A Girl's Guide to Guns and Monsters - Martin Harry Greenberg [93]
Suddenly, Melinda knew. “Kaylee, shoot it!”
“But, Mommy, I might—”
The snake hissed, coils constricting.
Melinda wasted her last breath on two more words. “Trust me.” Then, dizziness overturned thought. Her lungs screamed in agony, her bones seemed to creak and shudder, she felt as if she floated in a sea of pain.
A bang crashed through Melinda’s ears. At last it’s over. The pain vanished in an instant, leaving only a dull ache. As if from a distance, she saw Kaylee collapse from the kickback, the shotgun tumbling from her grip. Melinda appreciated that she saw this much in what had to be the moments just after death. She could not imagine the buckshot penetrating the snake and not her as well.
Yet, the moments before the end seemed to stretch into an eternal, ringing silence. She watched Kaylee throw the gun aside, watched the girl run to her side and reach for her hand. “Don’t bother,” Melinda said, shocked that she could speak. “I’m—” I’m what? I’m clearly not dead. The realization came in a shock; and, to her surprise, it disappointed her.
Melinda sat up, backpedaled from the bleeding snake, and caught Kaylee in her arms. “You were so brave, Kaylee-Kitten. So brave.”
Kaylee caught her mother, tears wetting through the fabric of her pajamas. “Mommy, I think Paige . . . I don’t hear her . . . sleeping.”

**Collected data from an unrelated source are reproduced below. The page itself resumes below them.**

PR #9594, opened 2025-07-11
Replace popularity badges

stuartmorgan-g:
Updates the repo-level README to replace the popularity badges, which no longer work, with monthly download count badges. Also removes the links, since there's no specific page for them to link to; they were linking to the score page, which was probably a copy/paste bug that we never noticed.


bparrishMines (approved):
LGTM

PR #9626, opened 2025-07-14
[go_router_builder] Change mixin name

StevenSorial:
Fixes [#170650](https://github.com/flutter/flutter/issues/170650)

Paige. Melinda pressed Kaylee gently to the bed and ran to the crib. Paige lay utterly still, her eyes closed, her expression more peaceful than Melinda could ever remember. A slight smile touched the corners of her scarred lips. She made no snoring sounds, and her chest did not move. “Paige?” Melinda shook her body, limp, as always, but, somehow, more so. “Paige!”
The eyes did not open. The expression did not change. Only then, Melinda noticed the chips on the bars, the holes in the bedding, the single tiny opening in Paige’s pajama shirt, at the level of her heart. She died. With the same shot. At the exact same moment as the broch de shlang.
Kaylee sat on the bed, talking. “Mommy, I was scared to shoot it, scared I might hit you, too. But then, Aunt Ruthie was here, and you both told me to trust you. And she helped me point the gun just right . . .”
Just right. Melinda stared at the hole in Paige’s pajamas; and, suddenly, it all made sense. I wasn’t the host. Paige was the host. Realization went deeper. The curse is over. Kaylee is safe. And her children. And their children. She wondered if her father would find great-great Aunt Ruth dead, too, in the morning. God bless her ancient spirit.
Melinda ran to Kaylee, catching her into an embrace. “Oh, my brave, brave, dear child. I wasn’t the one strong enough to save our family. You were.”
Kaylee could not possibly understand. “I love you, Mommy.” Her gaze went past her mother. “And I’m so sorry about Paige.”
Melinda looked at the massive and bloody snake corpse on the floor, still as stone, clearly dead. “Paige went quickly, without pain.” She felt certain of her words. The expression on Paige’s face convinced her.
“We knew God would take her sooner than later; we had thought much sooner. But she had ten years to live, a whole decade of kindness that only a scarce few with her condition ever get.”
Kaylee clung to her mother. “Mommy, can we call Daddy?”
Melinda could use some understanding. Though still shaken from the events, though grief had only just begun to fill her soul, she needed a kindred soul beside her, the only one who could truly share her pain. She lifted the phone and prepared to dial 911. “As soon as I finish calling the police, you may.”
“He’ll come, you know. Anytime. He loves us.” Melinda spoke words she had not in years. “You know, Kaylee, I believe he truly does.” She could scarcely imagine their family coming together again, hated to think that such joy could spring from the death of loved ones. And, yet, she felt certain it would. Once again, they would become a family.